Answer with a number only: how many lines of the data contain "ways"?

#### Data extracts ####

PR #1682, opened 2024-02-07
fix(isochrones): avoid speed reduction on ways tagged with `access=destination`

aoles:
### Pull Request Checklist

         have been resolved.
         [Unreleased] heading.

Fixes # .

- Key functionality added: ignore speed penalty on roads tagged with `access = destination` when computing isochrones.
- Reason for change: isochrones starting around ways tagged as `access = destination` were smaller than expected

### Examples and reasons for differences between live ORS routes, and those generated from this pull request.

Original 5-minutes isochrone (the smaller inner polygon) vs. one generated with this PR (the larger enclosing polygon).

image

### DIFF
--- a/CHANGELOG.md
+++ b/CHANGELOG.md
@@ -72,6 +72,7 @@ RELEASING:
 - log summary stats on traffic mapmatching and use progress bar only in debug mode ([#1647](https://github.com/GIScience/openrouteservice/pull/1647))
 - move APIEnums into API module ([#1634](https://github.com/GIScience/openrouteservice/issues/1634))
 - performance improvements to isochrone calculations ([#1607](https://github.com/GIScience/openrouteservice/pull/1607))
+- do not apply speed penalty to roads tagged with "access=destination" when computing isochrones ([#1682](https://github.com/GIScience/openrouteservice/pull/1682))
 
 ### Deprecated
 - JSON configuration and related classes ([#1506](https://github.com/GIScience/openrouteservice/pull/1506))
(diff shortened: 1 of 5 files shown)


koebi:
Hey,

two questions:
1. Can you explain what is happening and why it is solving the issue?
2. This is another workaround for the workaround that `access:destination` is penalized instead of handled correctly, right? Do we have an issue for that?

sfendrich (approved):
LGTM!

aoles:
Thanks @koebi !

A proper solution for handling `access:destination` tags via a priority-type of weighting has been already implemented in https://github.com/GIScience/openrouteservice/pull/1412. This solution uses `LimitedAccessWeighting` to wrap around a given weighting returned by https://github.com/GIScience/openrouteservice/blob/20ddcbf5c420a702f992a7126d03b116d0f9af7c/ors-engine/src/main/java/org/heigit/ors/routing/graphhopper/extensions/ORSWeightingFactory.java#L55

The weighting for isochrones, however, is initialized outside of this method and was originally set to either GH's `FastestWeighting` or `ShortestWeighting`. The problem with `FastestWeighting` is that GH has their own, speed-based solution to penalize `access:destination` ways. Therefore, `ORSFastestWeighting` which overrides and disables this behavior should be used instead.

One could argue that for isochrone calculation `LimitedAccessWeighting` should be used as well. However, in the current implementation this won't work because the numbers returned by the weighting are interpreted as time counted to the isochrone limit, which effectively acts like a speed limit. A proper solution would require keeping separately track of the weighting used by Dijkstra, and the actually elapsed travel time for the stopping criterion 🤓

koebi:
But `LimitedAccessWeighting` also penalizes `access:destination` instead of blocking access if neither start nor end nor any waypoint are inside the `access:destination` area, as the restriction is intended, right?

####

Response to this task> 3